Is there a way to ignore invalid fasta entries in db creation?
Current Behavior
Fails with error: "Fasta entry
Steps to Reproduce (for bugs)
mmseqs createdb
MMseqs Output (for bugs)
Fasta entry <entry> is invalid
Your Environment
MMseqs2 Version: 13.45111 installed with conda
Does this issue also happen in release 14?
@milot-mirdita yes, i installed the latest version (from https://mmseqs.com/latest/mmseqs-linux-avx2.tar.gz ) and see the same error.
I think this error can happen if there is a space (or possible other whitespace) after the >
and before the accession.
@milot-mirdita i've seen that error here: https://github.com/soedinglab/MMseqs2/issues/170
and have checked to make sure there are no spaces after >
Then I am quite confused :D
Would it be possible to share the FASTA file that causes this error? If not, can you try to "bisect" the file and try to convert each half until you identify what entry might be broken.
i'll try the bisecting method, thanks @milot-mirdita ! will report back if i figure it out.
Any updates on what caused the issue? I'm running into the same error with protein fastas I downloaded from ncbi's ftp for bacterial proteins: https://ftp.ncbi.nlm.nih.gov/refseq/release/bacteria/*.faa.gz
Do you happen to know in which of these FASTA files the error occurs? That would help me reproduce the issue.
I’m running createdb on 500+ fastas, so I’m not sure which one is causing the issue. However I do get an invalid entry number (similar to how it’s initially reported) is there a way to trace the entry number to the fasta causing the issue?
You could do a kind of binary search, just take half of the FASTA files each time. It should take at most 9 createdb
calls to figure it out.
However, I suspect that its not actually a problem with individual files, but with the command line call becoming too long with the 500+ inputs.

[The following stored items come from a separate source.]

PR #1225, opened 2025-11-01
CMake/meson fixes, Windows support for shared lib build

BalkanMadman:
Hello!

We've been packaging QuickJS-ng in Gentoo and we've found meson to be the most versatile amongst the added build systems. Huge thanks for taking care of QuickJS and implementing modern build systems -- it makes the life of us, packagers, much much easier.

This PR bundles two simple fixes for meson.build

### DIFF
--- a/CMakeLists.txt
+++ b/CMakeLists.txt
@@ -10,6 +10,9 @@ set(CMAKE_C_STANDARD_REQUIRED ON)
 set(CMAKE_C_EXTENSIONS ON)
 set(CMAKE_C_STANDARD 11)
 
+# Used to properly define JS_LIBC_EXTERN.
+add_compile_definitions(QUICKJS_NG_BUILD)
+
 # MINGW doesn't exist in older cmake versions, newer versions don't know
 # about CMAKE_COMPILER_IS_MINGW, and there is no unique CMAKE_C_COMPILER_ID
 # for mingw-based compilers...
@@ -253,6 +256,8 @@ set(qjs_sources
 
 if(QJS_BUILD_LIBC)
     list(APPEND qjs_sources quickjs-libc.c)
+    # The definition must be added to the entire project.
+    add_compile_definitions(QJS_BUILD_LIBC)
 endif()
 list(APPEND qjs_defines _GNU_SOURCE)
 if(WIN32)
@@ -289,6 +294,15 @@ target_include_directories(qjs PUBLIC
 )
 target_link_libraries(qjs PUBLIC ${qjs_libs})
 target_link_libraries(qjs PRIVATE $<BUILD_INTERFACE:cutils>)
+
+# Pass a compiler definition so that Windows gets its declspec's right.
+get_target_property(QJS_LIB_TYPE qjs TYPE)
+if(QJS_LIB_TYPE STREQUAL "SHARED_LIBRARY")
+    target_compile_definitions(qjs
+        PRIVATE BUILDING_QJS_SHARED
+        PUBLIC  USING_QJS_SHARED
+    )
+endif()
 
 if(NOT QJS_BUILD_LIBC)
     add_library(qjs-libc STATIC quickjs-libc.c)
@@ -342,7 +356,7 @@ set_target_properties(qjs_exe PROPERTIES
 )
 target_compile_definitions(qjs_exe PRIVATE ${qjs_defines})
 target_link_libraries(qjs_exe PRIVATE qjs cutils)
-if(NOT WIN32)
+if (NOT WIN32)
     set_target_properties(qjs_exe PROPERTIES ENABLE_EXPORTS TRUE)
 endif()
 
--- a/CMakeLists.txt
+++ b/CMakeLists.txt
@@ -232,8 +232,7 @@ endif()
 xoption(QJS_BUILD_LIBC "Build standard library modules as part of the library" OFF)
 macro(add_qjs_libc_if_needed target)
     if(NOT QJS_BUILD_LIBC)
-        target_sources(${target} PRIVATE quickjs-libc.c)
-        target_link_libraries(${target} PRIVATE cutils)
+        target_link_libraries(${target} PRIVATE qjs-libc)
     endif()
 endmacro()
 macro(add_static_if_needed target)
@@ -291,6 +290,12 @@ target_include_directories(qjs PUBLIC
 target_link_libraries(qjs PUBLIC ${qjs_libs})
 target_link_libraries(qjs PRIVATE $<BUILD_INTERFACE:cutils>)
 
+if(NOT QJS_BUILD_LIBC)
+    add_library(qjs-libc STATIC quickjs-libc.c)
+    target_compile_definitions(qjs-libc PRIVATE ${qjs_defines})
+    target_link_libraries(qjs-libc PRIVATE ${qjs_libs} qjs cutils)
+endif()
+
 if(EMSCRIPTEN)
     add_executable(qjs_wasm ${qjs_sources})
     target_link_options(qjs_wasm PRIVATE
@@ -306,7 +311,7 @@ if(EMSCRIPTEN)
         -sEXPORTED_RUNTIME_METHODS=ccall,cwrap
     )
     target_compile_definitions(qjs_wasm PRIVATE ${qjs_defines})
-    target_link_libraries(qjs_wasm m)
+    target_link_libraries(qjs_wasm PRIVATE m)
 endif()
 
 
@@ -319,7 +324,7 @@ add_executable(qjsc
 add_qjs_libc_if_needed(qjsc)
 add_static_if_needed(qjsc)
 target_compile_definitions(qjsc PRIVATE ${qjs_defines})
-target_link_libraries(qjsc qjs cutils)
+target_link_libraries(qjsc PRIVATE qjs cutils)
 
 
 # QuickJS CLI
@@ -336,7 +341,7 @@ set_target_properties(qjs_exe PROPERTIES
     OUTPUT_NAME "qjs"
 )
 target_compile_definitions(qjs_exe PRIVATE ${qjs_defines})
-target_link_libraries(qjs_exe qjs cutils)
+target_link_libraries(qjs_exe PRIVATE qjs cutils)
 if(NOT WIN32)
     set_target_properties(qjs_exe PROPERTIES ENABLE_EXPORTS TRUE)
 endif()
@@ -374,9 +379,9 @@ if(QJS_BUILD_CLI_WITH_MIMALLOC OR QJS_BUILD_CLI_WITH_STATIC_MIMALLOC)
     find_package(mimalloc REQUIRED)
     # Upstream mimalloc doesn't provide a way to know if both libraries are supported.
     if(QJS_BUILD_CLI_WITH_STATIC_MIMALLOC)
-        target_link_libraries(qjs_exe mimalloc-static)
+        target_link_libraries(qjs_exe PRIVATE mimalloc-static)
     else()
-        target_link_libraries(qjs_exe mimalloc)
+        target_link_libraries(qjs_exe PRIVATE mimalloc)
     endif()
 endif()
 
@@ -389,7 +394,7 @@ if(NOT EMSCRIPTEN)
     )
     add_qjs_libc_if_needed(run-test262)
     target_compile_definitions(run-test262 PRIVATE ${qjs_defines})
-    target_link_libraries(run-test262 qjs cutils)
+    target_link_libraries(run-test262 PRIVATE qjs cutils)
 endif()
 
 # Interrupt test
@@ -399,7 +404,7 @@ add_executable(api-test
     api-test.c
 )
 target_compile_definitions(api-test PRIVATE ${qjs_defines})
-target_link_libraries(api-test qjs cutils)
+target_link_libraries(api-test PRIVATE qjs cutils)
 
 # Unicode generator
 #
@@ -417,7 +422,7 @@ add_executable(function_source
 add_qjs_libc_if_needed(function_source)
 target_include_directories(function_source PRIVATE ${CMAKE_CURRENT_SOURCE_DIR})
 target_compile_definitions(function_source PRIVATE ${qjs_defines})
-target_link_libraries(function_source qjs)
+target_link_libraries(function_source PRIVATE qjs)
 
 # Examples
 #
@@ -429,7 +434,7 @@ if(QJS_BUILD_EXAMPLES)
     add_qjs_libc_if_needed(hello)
     target_include_directories(hello PRIVATE ${CMAKE_CURRENT_SOURCE_DIR})
     target_compile_definitions(hello PRIVATE ${qjs_defines})
-    target_link_libraries(hello qjs)
+    target_link_libraries(hello PRIVATE qjs)
 
     add_executable(hello_module
         gen/hello_module.c
@@ -437,7 +442,7 @@ if(QJS_BUILD_EXAMPLES)
     add_qjs_libc_if_needed(hello_module)
     target_include_directories(hello_module PRIVATE ${CMAKE_CURRENT_SOURCE_DIR})
     target_compile_definitions(hello_module PRIVATE ${qjs_defines})
-    target_link_libraries(hello_module qjs)
+    target_link_libraries(hello_module PRIVATE qjs)
 
     add_library(fib MODULE examples/fib.c)
     set_target_properties(fib PROPERTIES
@@ -446,7 +451,7 @@ if(QJS_BUILD_EXAMPLES)
     )
     target_compile_definitions(fib PRIVATE JS_SHARED_LIBRARY)
     if(WIN32)
-        target_link_libraries(fib qjs)
+        target_link_libraries(fib PRIVATE qjs)
     elseif(APPLE)
         target_link_options(fib PRIVATE -undefined dynamic_lookup)
     endif()
@@ -458,7 +463,7 @@ if(QJS_BUILD_EXAMPLES)
     )
     target_compile_definitions(point PRIVATE JS_SHARED_LIBRARY)
     if(WIN32)
-        target_link_libraries(point qjs)
+        target_link_libraries(point PRIVATE qjs)
     elseif(APPLE)
         target_link_options(point PRIVATE -undefined dynamic_lookup)
     endif()
@@ -470,7 +475,7 @@ if(QJS_BUILD_EXAMPLES)
     add_qjs_libc_if_needed(test_fib)
     target_include_directories(test_fib PRIVATE ${CMAKE_CURRENT_SOURCE_DIR})
     target_compile_definitions(test_fib PRIVATE ${qjs_defines})
-    target_link_libraries(test_fib qjs)
+    target_link_libraries(test_fib PRIVATE qjs)
 endif()
 
 # Install target
--- a/CMakeLists.txt
+++ b/CMakeLists.txt
@@ -304,6 +304,23 @@ if(QJS_LIB_TYPE STREQUAL "SHARED_LIBRARY")
     )
 endif()
 
+# An interface library for modules.
+add_library(qjs_module_lib INTERFACE)
+target_include_directories(qjs_module_lib INTERFACE
+    $<TARGET_PROPERTY:qjs,INTERFACE_INCLUDE_DIRECTORIES>
+)
+target_compile_definitions(qjs_module_lib INTERFACE
+    QUICKJS_NG_MODULE_BUILD
+    $<TARGET_PROPERTY:qjs,INTERFACE_COMPILE_DEFINITIONS>
+)
+if(WIN32)
+    # Since Windows cannot resolve symbols at load time, we need to
+    # explicitly link it to qjs.
+    target_link_libraries(qjs_module_lib INTERFACE
+        qjs
+    )
+endif()
+
 if(NOT QJS_BUILD_LIBC)
     add_library(qjs-libc STATIC quickjs-libc.c)
     target_compile_definitions(qjs-libc PRIVATE ${qjs_defines})
@@ -442,6 +459,15 @@ target_link_libraries(function_source PRIVATE qjs)
 #
 
 if(QJS_BUILD_EXAMPLES)
+    if(WIN32 AND NOT (QJS_LIB_TYPE STREQUAL "SHARED_LIBRARY"))
+        message(AUTHOR_WARNING
+            "Binary modules used with static qjs on Windows. There might be\n"
+            "runtime errors when the module is used due to two copies of qjs\n"
+            "in memory.\n"
+            "Please use \"-DBUILD_SHARED_LIBS=true\" if possible."
+        )
+    endif()
+
     add_executable(hello
         gen/hello.c
     )
@@ -461,35 +487,30 @@ if(QJS_BUILD_EXAMPLES)
     add_library(fib MODULE examples/fib.c)
     set_target_properties(fib PROPERTIES
         PREFIX ""
-        C_VISIBILITY_PRESET default
     )
-    target_compile_definitions(fib PRIVATE JS_SHARED_LIBRARY)
-    if(WIN32)
-        target_link_libraries(fib PRIVATE qjs)
-    elseif(APPLE)
+    target_link_libraries(fib PRIVATE qjs_module_lib)
+    if(APPLE)
         target_link_options(fib PRIVATE -undefined dynamic_lookup)
     endif()
 
     add_library(point MODULE examples/point.c)
     set_target_properties(point PROPERTIES
         PREFIX ""
-        C_VISIBILITY_PRESET default
     )
-    target_compile_definitions(point PRIVATE JS_SHARED_LIBRARY)
-    if(WIN32)
-        target_link_libraries(point PRIVATE qjs)
-    elseif(APPLE)
+    target_link_libraries(point PRIVATE qjs_module_lib)
+    if(APPLE)
         target_link_options(point PRIVATE -undefined dynamic_lookup)
     endif()
 
     add_executable(test_fib
-        examples/fib.c
         gen/test_fib.c
     )
     add_qjs_libc_if_needed(test_fib)
     target_include_directories(test_fib PRIVATE ${CMAKE_CURRENT_SOURCE_DIR})
     target_compile_definitions(test_fib PRIVATE ${qjs_defines})
     target_link_libraries(test_fib PRIVATE qjs)
+    # Loads fib.so which depends on symbols from libqjs.
+    set_target_properties(test_fib PROPERTIES ENABLE_EXPORTS TRUE)
 endif()
 
 # Install target
--- a/CMakeLists.txt
+++ b/CMakeLists.txt
@@ -233,6 +233,7 @@ xoption(QJS_BUILD_LIBC "Build standard library modules as part of the library" O
 macro(add_qjs_libc_if_needed target)
     if(NOT QJS_BUILD_LIBC)
         target_sources(${target} PRIVATE quickjs-libc.c)
+        target_link_libraries(${target} PRIVATE cutils)
     endif()
 endmacro()
 macro(add_static_if_needed target)
@@ -245,7 +246,6 @@ macro(add_static_if_needed target)
 endmacro()
 
 set(qjs_sources
-    cutils.c
     dtoa.c
     libregexp.c
     libunicode.c
@@ -278,6 +278,10 @@ if(M_LIBRARIES OR CMAKE_C_COMPILER_ID STREQUAL "TinyCC")
     list(APPEND qjs_libs m)
 endif()
 
+add_library(cutils STATIC cutils.c)
+target_compile_definitions(cutils PRIVATE ${qjs_defines})
+target_link_libraries(cutils PRIVATE ${qjs_libs})
+
 add_library(qjs ${qjs_sources})
 target_compile_definitions(qjs PRIVATE ${qjs_defines})
 target_include_directories(qjs PUBLIC
@@ -285,6 +289,7 @@ target_include_directories(qjs PUBLIC
     $<INSTALL_INTERFACE:${CMAKE_INSTALL_INCLUDEDIR}>
 )
 target_link_libraries(qjs PUBLIC ${qjs_libs})
+target_link_libraries(qjs PRIVATE $<BUILD_INTERFACE:cutils>)
 
 if(EMSCRIPTEN)
     add_executable(qjs_wasm ${qjs_sources})
@@ -314,7 +319,7 @@ add_executable(qjsc
 add_qjs_libc_if_needed(qjsc)
 add_static_if_needed(qjsc)
 target_compile_definitions(qjsc PRIVATE ${qjs_defines})
-target_link_libraries(qjsc qjs)
+target_link_libraries(qjsc qjs cutils)
 
 
 # QuickJS CLI
@@ -331,7 +336,7 @@ set_target_properties(qjs_exe PROPERTIES
     OUTPUT_NAME "qjs"
 )
 target_compile_definitions(qjs_exe PRIVATE ${qjs_defines})
-target_link_libraries(qjs_exe qjs)
+target_link_libraries(qjs_exe qjs cutils)
 if(NOT WIN32)
     set_target_properties(qjs_exe PROPERTIES ENABLE_EXPORTS TRUE)
 endif()
@@ -384,7 +389,7 @@ if(NOT EMSCRIPTEN)
     )
     add_qjs_libc_if_needed(run-test262)
     target_compile_definitions(run-test262 PRIVATE ${qjs_defines})
-    target_link_libraries(run-test262 qjs)
+    target_link_libraries(run-test262 qjs cutils)
 endif()
 
 # Interrupt test
@@ -394,17 +399,17 @@ add_executable(api-test
     api-test.c
 )
 target_compile_definitions(api-test PRIVATE ${qjs_defines})
-target_link_libraries(api-test qjs)
+target_link_libraries(api-test qjs cutils)
 
 # Unicode generator
 #
 
 add_executable(unicode_gen EXCLUDE_FROM_ALL
-    cutils.c
     libunicode.c
     unicode_gen.c
 )
 target_compile_definitions(unicode_gen PRIVATE ${qjs_defines})
+target_link_libraries(unicode_gen PRIVATE cutils)
 
 add_executable(function_source
     gen/function_source.c
--- a/meson.build
+++ b/meson.build
@@ -133,7 +133,6 @@ qjs_sys_deps += dependency('threads', required: false)
 qjs_sys_deps += dependency('dl', required: false)
 
 qjs_srcs = files(
-  'cutils.c',
   'dtoa.c',
   'libregexp.c',
   'libunicode.c',
@@ -172,6 +171,14 @@ qjs_libc_lib = static_library(
   gnu_symbol_visibility: 'hidden',
 )
 
+cutils_lib = static_library(
+  'cutils',
+  'cutils.c',
+
+  dependencies: qjs_sys_deps,
+  c_args: qjs_c_args
+)
+
 qjs_lib = library(
   'qjs',
   qjs_srcs,
@@ -185,6 +192,7 @@ qjs_lib = library(
 
   dependencies: qjs_sys_deps,
   link_whole: qjs_libc ? qjs_libc_lib : [],
+  link_with: cutils_lib,
   c_args: qjs_c_args,
   gnu_symbol_visibility: 'hidden',
 
@@ -274,7 +282,10 @@ qjsc_exe = executable(
   qjsc_srcs,
 
   c_args: qjs_c_args,
-  link_with: qjs_libc ? [] : qjs_libc_lib,
+  link_with: [
+    qjs_libc ? [] : qjs_libc_lib,
+    cutils_lib
+  ],
   dependencies: qjs_dep,
 
   install: true,
@@ -300,7 +311,10 @@ qjs_exe = executable(
   qjs_exe_srcs,
 
   c_args: qjs_c_args,
-  link_with: qjs_libc ? [] : qjs_libc_lib,
+  link_with: [
+    qjs_libc ? [] : qjs_libc_lib,
+    cutils_lib
+  ],
   dependencies: [qjs_dep, mimalloc_dep],
   export_dynamic: true,
 
@@ -383,6 +397,7 @@ if tests.allowed()
       'run-test262.c',
       qjs_libc_srcs,
 
+      link_with: cutils_lib,
       c_args: qjs_c_args,
       dependencies: qjs_dep,
     )
@@ -484,6 +499,7 @@ if tests.allowed()
       'api-test',
       'api-test.c',
 
+      link_with: cutils_lib,
       c_args: qjs_c_args,
       dependencies: qjs_dep,
       build_by_default: false,
@@ -508,9 +524,9 @@ endif
 # Unicode generator
 unicode_gen = executable(
   'unicode_gen',
-  'cutils.c',
   'unicode_gen.c',
 
+  link_with: cutils_lib,
   c_args: qjs_c_args,
   build_by_default: false,
 )
--- a/meson.build
+++ b/meson.build
@@ -15,6 +15,8 @@ project(
 host_system = host_machine.system()
 cc = meson.get_compiler('c')
 
+add_project_arguments('-DQUICKJS_NG_BUILD', language: 'c')
+
 qjs_gcc_warning_args = [
   '-Wno-unsafe-buffer-usage',
   '-Wno-sign-conversion',
@@ -148,6 +150,10 @@ qjs_libc_hdrs = files('quickjs-libc.h')
 
 if qjs_libc
   qjs_hdrs += qjs_libc_hdrs
+  add_project_arguments(
+    '-DQJS_BUILD_LIBC',
+    language: 'c'
+  )
 endif
 
 qjs_parser = get_option('parser')
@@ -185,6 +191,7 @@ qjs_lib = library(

You could do something like (however, that would lose the association with the source file, i.e. if you want to use the qset,tset format-output columns in convertalis).
find . -name "*.fasta" -exec cat {} \; | mmseqs createdb stdin out_db
Thank you! I found the fasta causing the issue, and it turns out that when I downloaded it from NCBI, the download did not complete. When I redownloaded, and ran createdb, I did not get the error.